Microstructure and Mechanical Properties of Graphene Reinforced K418 Superalloy by Selective Laser Melting

In order to obtain the superalloy with excellent properties, graphene reinforced K418 nickel base superalloy (GNPs/K418 composite) was prepared by selective laser melting technique in this study. Through systematically comparing and analyzing the microstructure and mechanical property of K418 superalloy and GNPs/K418 composite, it is found that the percentage of small-diameter grain (≤ 15 μm) increased from 84% to 90%, and the max strength of grain orientation (<001>) reduce from 5.76 to 4.17 due to the addition of GNPs.
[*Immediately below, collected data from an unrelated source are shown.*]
PR #1551, opened 2024-10-07
Various improvements

frankrousseau:
**Problem**

* There is no way to set the difficulty of a task
* Depending on project configuration, the publish tab should be displayed by default to artists
* We can't know who is the author of a shared filter.
* It's not possible to set the Kitsu as dark by default for every one.
* Notifications are missing filters and could be neater.

**Solution**

* Add a difficulty field to tasks.
* Add a setting to show the publish tab by default for the artists.
* Add a title to show the author of a shared filter.
* Add a setting to set the dark theme as default.
* Add read / unread and watching / is not watching filters to the notification page.
* In notifications, show only main information by default and show comments on the selection or in show comments mode.
* Allow to mark notifications as read/unread and do not mark them as read automatically.


src/components/widgets/AddComment.vue
```diff
@@ -441,26 +441,35 @@ export default {
...
+            e.stopPropagation()
+          })
+        }
+      })
     })
   },
 
   computed: {
     ...mapGetters([
+      'currentProduction',
```
NicoPennec, line 472: The `currentProduction` value may be incorrect on global pages (My Tasks, My Checks, News Feed, ...).

You can use `this.productionMap.get(eventData.project_id)` to retrieve the production of the current task.

frankrousseau: Thx. It's fixed.

PR #1554, opened 2024-10-17
Various improvements

frankrousseau:
**Problem**

* There is no way to limitate a shared filter to a department
* It's not possible to make Kitsu dark by default

**Solution**

* Allow to specify a department_id on shared filters
* Add a setting at the instance level to set it dark by default or not

### DIFF
--- a/src/components/modals/EditSearchFilterModal.vue
+++ b/src/components/modals/EditSearchFilterModal.vue
@@ -156,7 +156,6 @@ export default {
           ...this.form,
           is_shared: this.form.is_shared === 'true'
         }
-        console.log(data)
         this.$emit('confirm', data)
       }
     }
--- a/src/components/modals/EditSearchFilterModal.vue
+++ b/src/components/modals/EditSearchFilterModal.vue
@@ -31,8 +31,16 @@
           <boolean-field
             :label="$t('main.is_shared')"
             v-model="form.is_shared"
-            v-if="isCurrentUserManager && currentProduction"
             @click="form.search_filter_group_id = null"
+            v-if="isCurrentUserManager && currentProduction"
+          />
+
+          <combobox-department
+            class="mt2"
+            :label="$t('main.department')"
+            :top="true"
+            v-model="form.department_id"
+            v-if="form.is_shared === 'true'"
           />
 
           <combobox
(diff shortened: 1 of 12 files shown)


src/components/modals/EditSearchFilterModal.vue
```diff
@@ -146,6 +156,7 @@ export default {
           ...this.form,
           is_shared: this.form.is_shared === 'true'
         }
+        console.log(data)
```
NicoPennec, line 159: Log to remove:

```suggestion
```

src/components/widgets/ComboboxDepartment.vue
```diff
@@ -173,6 +174,28 @@ export default {
...
+          top: '-200px',
+          bottom: '-90px',
+          'border-top-left-radius': '10px',
+          'border-top-right-radius': '10px',
+          'border-bottom-left-radius': '0px',
+          'border-bottom-right-radius': '0px'
+        })
+      }
+
+      console.log(data, this.top)
```
NicoPennec, line 197: Log to remove:
```suggestion
```

src/components/widgets/ComboboxDepartment.vue
```diff
@@ -173,6 +174,28 @@ export default {
...
+      }
+      if (this.top) {
+        Object.assign(data, {
+          top: '-200px',
+          bottom: '-90px',
+          'border-top-left-radius': '10px',
+          'border-top-right-radius': '10px',
+          'border-bottom-left-radius': '0px',
+          'border-bottom-right-radius': '0px'
+        })
```
NicoPennec, line 194: The `top` value is set twice:
- line "183" : IF "top" THEN 30px ELSE 37px
- line "188" : IF "top" THEN -200px

The "30px" will never be applied.

```suggestion
      const data = {
        'max-height': this.maxHeightSelectInput + 'px',
        width: this.width + 'px',
        top: '37px',
        left: '0'
      }
      if (this.top) {
        Object.assign(data, {
          top: '-200px',
          bottom: '-90px',
          'border-top-left-radius': '10px',
          'border-top-right-radius': '10px',
          'border-bottom-left-radius': '0',
          'border-bottom-right-radius': '0'
        })
```

PR #160, opened 2020-02-08
Dashboard chart fix

enjeyw:
Hopefully fixes the bad numbers in the dashboard

### DIFF
--- a/app/client/components/dashboard/metricsBar.jsx
+++ b/app/client/components/dashboard/metricsBar.jsx
@@ -33,28 +33,28 @@ const MetricsBar = ({creditTransferStats, login}) => {
         <ModuleHeader>
           MASTER WALLET BALANCE
         </ModuleHeader>
-        <Metric>{formatMoney(creditTransferStats.master_wallet_balance/100, undefined, undefined, undefined, login.organisationToken)}</Metric>
+        <Metric>{formatMoney(creditTransferStats.master_wallet_balance/100, 0, undefined, undefined, login.organisationToken)}</Metric>
       </MetricWrap>
 
       <MetricWrap>
         <ModuleHeader>
           TOTAL DISTRIBUTED
         </ModuleHeader>
-        <Metric>{formatMoney(creditTransferStats.total_distributed/100, undefined, undefined, undefined, login.organisationToken)}</Metric>
+        <Metric>{formatMoney(creditTransferStats.total_distributed/100, 0, undefined, undefined, login.organisationToken)}</Metric>
       </MetricWrap>
 
       <MetricWrap>
         <ModuleHeader>
           TOTAL SPENT
         </ModuleHeader>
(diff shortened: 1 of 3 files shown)


app/client/components/dashboard/metricsBar.jsx
```diff
@@ -81,6 +81,7 @@ const MetricWrap = styled.div`
 `;
 
 const Metric = styled.p`
+  text-align: center;
```
enjeyw: minor formatting to get the '132222 SARAFU' to centre align like the 'TOTAL DISTRIBUTED' etc labels. We should probably format it so that 'SARAFU' is always on its own line, but that requires a bit more work so meh

app/server/utils/credit_transfer.py
```diff
@@ -43,68 +43,77 @@ def calculate_transfer_stats(total_time_series=False, start_date=None, end_date=
         dateFilter.append(CreditTransfer.created >= start_date)
         dateFilter.append(CreditTransfer.created <= end_date)
 
-    filters = [CreditTransfer.transfer_type == TransferTypeEnum.PAYMENT, CreditTransfer.transfer_subtype == TransferSubTypeEnum.DISBURSEMENT]
+    disbursement_filters = [
```
enjeyw: continual overwriting of the `filters` var (which isn't really a var but more of a const) felt a bit iffy and prone to unexpected errors, and this allows for re-use over multiple queries.

config.py
```diff
@@ -155,6 +155,8 @@
 DATABASE_NAME = specific_parser['DATABASE'].get('database') \
                 or common_parser['DATABASE']['database']
 
+DATABASE_PORT = specific_parser['DATABASE'].get('port') or common_parser['DATABASE']['port']
```
enjeyw: i found myself running multiple localhost postgres servers (different versions) on different ports, so just making the field customisable

enjeyw:
[Fix Dashboard Numbers and graph](https://trello.com/c/Y0HkTh5o/325-fix-dashboard-numbers-and-graph)

app/server/utils/credit_transfer.py
```diff
@@ -77,12 +81,12 @@ def calculate_transfer_stats(total_time_series=False, start_date=None, end_date=
 
     beneficiary_filters = [User.has_beneficiary_role == True]
 
-    total_beneficiaries = db.session.query(User).filter(*beneficiary_filters).filter(*dateFilter).count()
+    total_beneficiaries = db.session.query(User).filter(*beneficiary_filters).filter(*userDateFilter).count()
```
EDsCODE: was using a credittransfer filter on user table which was causing the error @tristanhcole found and noted on slack. 

when a daterange filter is applied it, the usage funnel will filter for newly created users/beneficiaries in the specified period. this may or may not be what we actually want for that section but it will prevent the randomly large number error from appearing

PR #162, opened 2020-02-09
Get Card Balance Fix

enjeyw:
Fixing an issue where cards scanned don't return a balance


enjeyw:
[Scan QR to check card balance error](https://trello.com/c/rTN3uUDT/329-scan-qr-to-check-card-balance-error)

PR #164, opened 2020-02-09
Transfer amount limit message

enjeyw:
Adding error messages when users hit transfer amount limits

Accidently branched off transfer_card fix, so ignore the first commit


enjeyw:
[Limit: Error on sending more than ~5k](https://trello.com/c/c8Jb89QH/301-limit-error-on-sending-more-than-5k)

PR #167, opened 2020-02-11
added simple caching so stats don't continually get recalculated 

EDsCODE:
- uses flask-caching to perform a simple cache on calculate_transfer_stats
- can be extended to cache other repetitive actions

**if we don't want to overload single instance running server we can deploy another redis/memcache to perform the caching


EDsCODE:
[caching everywhere!](https://trello.com/c/mgrQPHB3/331-caching-everywhere)

EDsCODE:
leaving the caching at this for now. will optimize other pages when @michielderoos is done with search and we have a better idea of what the pages are changing into

enjeyw:
> Super cool, I had no idea Flask-Caching was a thing. Would caching potentially return wrong results from `calculate_transfer_stats` if we have multiple organizations though?

Hmmm yeah looks like it _might_ be a problem. Especially because a lot of logic is done in the query itself - means even standard function memoization won't work, because the function isn't pure.

EDsCODE:
i might be mistaken but we could also cache at the api route level so that it caches based on teh "?org=2" parameter

enjeyw:
> i might be mistaken but we could also cache at the api route level so that it caches based on teh "?org=2" parameter

Yeah that'd probably work, though we'd need to be certain that someone couldn't just enter an arbitrary org id and access the cache by bypassing the org membership checks.

Somewhat equivalently, we could pass the org id into `calculate_transfer_stats` so that it's caught in the cache. Then we'd probably want to wrap the whole thing in a class, and make that method private and then provide another public method that checked org membership, to make sure that the cache was never accessed in an unsafe manner.

enjeyw:
> > i might be mistaken but we could also cache at the api route level so that it caches based on teh "?org=2" parameter
> 
> Yeah that'd probably work, though we'd need to be certain that someone couldn't just enter an arbitrary org id and access the cache by bypassing the org membership checks.
> 
> Somewhat equivalently, we could pass the org id into `calculate_transfer_stats` so that it's caught in the cache. Then we'd probably want to wrap the whole thing in a class, and make that method private and then provide another public method that checked org membership, to make sure that the cache was never accessed in an unsafe manner.

@EDsCODE just thought i'd check in on this one!

tristanhcole:
Closing

PR #168, opened 2020-02-11
pin reset message update

tristanhcole:
adding Safaricom and Airtel service codes


tristanhcole:
[pin reset message - service code](https://trello.com/c/Z0eUrhmH/267-pin-reset-message-service-code)

PR #170, opened 2020-02-12
updating view admin tier

tristanhcole:
* live feed only see blockchain addresses (prev. could see names)
* transfer list sender and recipient blockchain address (prev. empty)
* transfer account list now displays as list of blockchain addresses

Bug fixes:
- Cannot read property 'row' of undefined (https://sentry.io/organizations/sempo/issues/1507351531/?project=1228848&query=is%3Aunresolved&sort=priority&statsPeriod=14d)


tristanhcole:
[View only accounts can see Beneficiary live feed on dash board with names](https://trello.com/c/AQ9NZqBN/326-view-only-accounts-can-see-beneficiary-live-feed-on-dash-board-with-names)

app/client/components/pages/transferAccountListPage.jsx
```diff
@@ -41,37 +41,25 @@ class TransferAccountListPage extends React.Component {
...
-
-    if (is_vendor || is_beneficiary) {
-        // just vendors or beneficiaries
-        var transferAccountList = this.props.mergedTransferAccountUserList.filter(transferAccount => {return transferAccount.is_vendor === is_vendor})
-    } else {
-        // all transfer accounts
-        transferAccountList = this.props.mergedTransferAccountUserList
+    let transferAccountList = this.props.mergedTransferAccountUserList;
+
+    if (this.props.login.adminTier === 'view') {
```
tristanhcole: not _super happy_ with string comparison, but we do it all over the codebase for adminTiers so seems OK here.

app/client/components/pages/transferAccountListPage.jsx
```diff
@@ -41,37 +41,25 @@ class TransferAccountListPage extends React.Component {
...
-      } else if (location.pathname.includes(window.BENEFICIARY_TERM_PLURAL.toLowerCase())) {
-          query = {account_type: 'beneficiary'};
-
-      } else {
-          query = {};
-      }
-
-      if (this.props.transferAccounts.loadStatus.lastQueried) {
-        query.updated_after = this.props.transferAccounts.loadStatus.lastQueried;
-      }
```
tristanhcole: `/vendor` and `/beneficiary` are deprecated pathnames no longer used

app/client/components/pages/transferAccountListPage.jsx
michielderoos: I think we could start leaning harder on consts files. I know there's `constants.py`, but that's mostly lists/maps-- I'm taking something literally as simple as `const.VIEW = 'view'`.

app/client/components/navBar.jsx
```diff
@@ -284,6 +284,7 @@ const StandardNavBarHeaderText = styled.p`
   text-decoration: none;
   text-overflow: ellipsis;
   overflow: auto;
+  overflow-x: hidden;
```
tristanhcole: Removes ugly horizontal scrollbar on windows

Screen Shot 2020-02-13 at 2 01 15 pm

app/client/components/pages/transferAccountListPage.jsx
EDsCODE: bigg second on that @michielderoos ^^
i don't mind refactoring that as my next task

tristanhcole: yeah a frontend contestants file would be great

app/client/components/dashboard/analyticsChart.jsx
```diff
@@ -79,7 +79,7 @@ class AnalyticsChart extends React.Component {
 
   render() {
 
-      if (Object.keys(this.props.creditTransferStats).length == 0) {
+      if (Object.keys(this.props.creditTransferStats).length === 3) {
```
enjeyw: would this be safer as `<= 3`?

tristanhcole: good call

PR #172, opened 2020-02-18
Update README.md

michielderoos:


README.md
```diff
@@ -27,7 +27,11 @@ cd app
 ```
 npm install
 ```
-
+    
+### Enable the Simulator (Optional) 
+If you wish to forego installing ganache and redis, you can enable a simulator mode. What this does is bypass the eth_worker and any queued jobs, and instead returns dummy responses to any functions relying on eth_worker. Be warned, this _will_ make your database fall out of sync with any ganache instance you have set up so use this with care, but it is very useful in eliminating dependencies when working on any features in the API or frontend. It also allows you to run `quick_setup_script.py` without additional dependencies.   
+To enable simulator mode, open `/config_files/local_config.ini` and add the line `enable_simulator_mode = true` under the `[APP]` heading.
```
tristanhcole: Can we add `enable_simulator_mode = false` under the `[APP]` heading in SOPS by default?

tristanhcole: Ok, added

PR #175, opened 2020-02-21
default transfer amount

tristanhcole:


tristanhcole:
> Default dispersement amounts are also part of the self signup branch (if this is the same
> idea) https://github.com/teamsempo/SempoBlockchain/pull/144/files#diff-b81908b3c6cb518da625e5ebbbfc4ce7R21

ah right, ok. need to get that merged in. 

I can turn this branch into just the frontend to update default disbursement amounts...

tristanhcole:
[Ability to set organization defaults (i.e. Default Transfer amount)](https://trello.com/c/STfC6Z9e/340-ability-to-set-organization-defaults-ie-default-transfer-amount)

tristanhcole:
Ok going to archive this as being complete in self-sign up

PR #178, opened 2020-02-24
Config Refactor

enjeyw:
Basically, splitting our config files into three parts:
- deployment specific config; things that aren't sensitive, and change on a per deployment basis
- deployment specific secrets; things that ARE sensitive, and change on a per deployment basis
- common secrets; things that ARE sensitive, and can be the same between all deployments
(I also considered adding 'common config': things that aren't sensitive and don't change, but that's pretty much just our consts file, because it's not really config by definition)

Doing means we can now just commit specific config directly to github, which means:
- that SOPS breaks less often
- there's way less configs that a dev without access to sops needs to set up themselves - which means we can just have a script


enjeyw:
TODO:
- get sops running
- get docker tests running

PR #182, opened 2020-03-03
Organisations defaults

tristanhcole:
Adding organisation defaults to model:
- ISO 3166-1 alpha-2 country_code
- default_disbursement_wei
- require_transfer card
- default lat
- default lng

Front-end now normalizes organisations to org reducer. This follows the same model that we are doing for all other objects.


app/server/models/organisation.py
```diff
@@ -25,7 +27,13 @@ class Organisation(ModelBase):
     
     _external_auth_password = db.Column(db.String)
 
-    _timezone           = db.Column(db.String)
+    default_lat = db.Column(db.Float())
+    default_lng = db.Column(db.Float())
+
+    _timezone = db.Column(db.String)
+    _country_code = db.Column(db.String)
+    _default_disbursement_wei = db.Column(db.Numeric(27), default=0)
```
tristanhcole: @PhilipWafula I've added default disbursement here

app/migrations/versions/961ab9adc300_.py
```diff
@@ -26,9 +25,15 @@ def upgrade():
     op.add_column('organisation', sa.Column('external_auth_username', sa.String(), nullable=True))
     op.add_column('organisation', sa.Column('_external_auth_password', sa.String(), nullable=True))
 
-    for org in session.query(Organisation).execution_options(show_all=True).all():
+    tcr = sa.sql.table('organisation',
+                       sa.Column('id', sa.Integer, primary_key=True),
+                       sa.Column('external_auth_username', sa.String(), nullable=True),
+                       sa.Column('_external_auth_password', sa.String(), nullable=True),
+                       sa.Column('name', sa.String(), nullable=True))
```
tristanhcole: I wasn't able to update the organisation model as the migration from a clean database was failing here, which makes sense in hindsight.

> The migration defines separate models because the models in your code represent the current state of the database, while the migrations represent steps along the way. Your database might be in any state along that path, so the models might not sync up with the database yet. Unless you're very careful, using the real models directly will cause problems with missing columns, invalid data, etc. It's clearer to explicitly state exactly what columns and models you will use in the migration.
https://stackoverflow.com/questions/24612395/how-do-i-execute-inserts-and-updates-in-an-alembic-upgrade-script/24623979

@michielderoos can you please triple check this works! 🙏 📿

tristanhcole: Also for the user migration https://github.com/teamsempo/SempoBlockchain/blob/50b6113f2ecd01749eb5ffc849299a2cc37f5771/app/migrations/versions/87b723e167d3_.py#L25-L34

app/server/views/index.py
```diff
@@ -52,8 +61,13 @@ def upload():
 def deprecatedVendor():
     return render_template('index.html', js_bundle_main = get_js_bundle_filename())
 
+
```
tristanhcole: to be honest, I think this should all be handled client-side.

right now if you go to a production website `https://dev.withsempo.com/login` it doesn't actually load the bundle and returns a 404 😬

tristanhcole: Fixed here https://github.com/teamsempo/SempoBlockchain/pull/189

app/migrations/versions/961ab9adc300_.py
michielderoos: @tristanhcole Seems so obvious in hindsight!

michielderoos: Will dig in and QA all the permutations here (Fresh DB/ unmigrated DB etc...)

PR #184, opened 2020-03-05
slack fix

tristanhcole:
fixing an error when two ID documents are uploaded


tristanhcole:
Merge in config refactor fixing first

PR #726, opened 2023-07-12
feat(php): allow disabling pre-enabled php extensions

shyim:
Tailscale + PHP imap is right now evil see https://github.com/php/php-src/issues/11673

Right now it's not possible to disable "builtin" extensions. So I added a additional option to do this

### DIFF
--- a/src/modules/languages/php.nix
+++ b/src/modules/languages/php.nix
@@ -18,9 +18,11 @@ let
 
   phps = inputs.phps or (throw "To use languages.php.version, you need to add the following to your devenv.yaml:\n\n${setup}");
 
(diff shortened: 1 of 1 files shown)


domenkozar:
Maybe we should exclude it from the default extensions instead?

shyim:
You mean globally disabling `imap`? 🤔

domenkozar:
This computation can be quite expensive, but I hope noone will have a ton of disabled extensions (or will fix the perf).

shyim:
Do you have an better idea how to do this more performant? It's kinda list contains 🙈

PR #728, opened 2023-07-13
Mailpit: persist db, add sendmail binary, add example

stephank:
cc @shyim 

I understand the argument handling was based on the mailhog module, and noticed it didn't uses `escapeShellArg(s)`. Not sure if that was intended?


shyim (approved):
Looks good

shyim:
I had no reason. Thanks for the adjustments! 💙

stephank:
Typo fixed

PR #730, opened 2023-07-14
processes: eliminate shell wrapper

### LINKED ISSUE #595: When using Overmind, PHP-FPM is not stopped when services are stopped
**Describe the bug**

When using Caddy & PHP as [shown in the examples](https://github.com/cachix/devenv/tree/main/examples/caddy-php), I've noticed that PHP-FPM is not killed when exiting the `devenv up` process. This *only* happens when using `process.implementation = "overmind"` though, not any of the other process managers.

After pressing Ctrl+C to terminate the processes, the following output is printed:

```
Stopping processes...
caddy      | Interrupting...
phpfpm-web | Interrupting...
caddy      | 2023/05/15 08:14:12.906	INFO	shutting down	{"signal": "SIGINT"}
caddy      | 2023/05/15 08:14:12.906	WARN	exiting; byeee!! 👋	{"signal": "SIGINT"}
caddy      | 2023/05/15 08:14:12.906	INFO	tls.cache.maintenance	stopped background certificate maintenance	{"cache": "0xc0001f76c0"}
caddy      | 2023/05/15 08:14:12.906	INFO	admin	stopped previous server	{"address": "localhost:2019"}
caddy      | 2023/05/15 08:14:12.906	INFO	shutdown complete	{"signal": "SIGINT", "exit_code": 0}
caddy      | Killing...
phpfpm-web | Killing...
caddy      | Exited
phpfpm-web | Exited
Processes stopped.
```

So Overmind claims to have killed the process, but `ps -ef | grep php-fpm` shows it is still running.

And GNPs can also improve the height and the full width at the half peak of the strong diffraction peak of GNPs/K418 composite. Besides, GNPs/K418 composite is a kind of sandwiched structure, which is consist of GNPs, carbides, and K418 matrix. Therefore, the hardness of the GNPs/K418 composite is 4.1% and 6.9% higher than that of the K418 matrix in the transverse and vertical direction, respectively. The room temperature tensile strength of the GNPs/K418 composite is 9% higher than that of the K418 matrix. And the 600 °C and 900 °C tensile strengths of the GNPs/K418 composite are 7.6% and 10.4% higher than that of the K418 matrix, respectively. It is inferred that the effect of graphene on K418 matrix strengthening is mainly fine grain strengthening and Orowan strengthening. However, the elongation rate of the composite material is reduced, which is attributed to crack sprouting at the interface between the matrix and GNPs under high stress.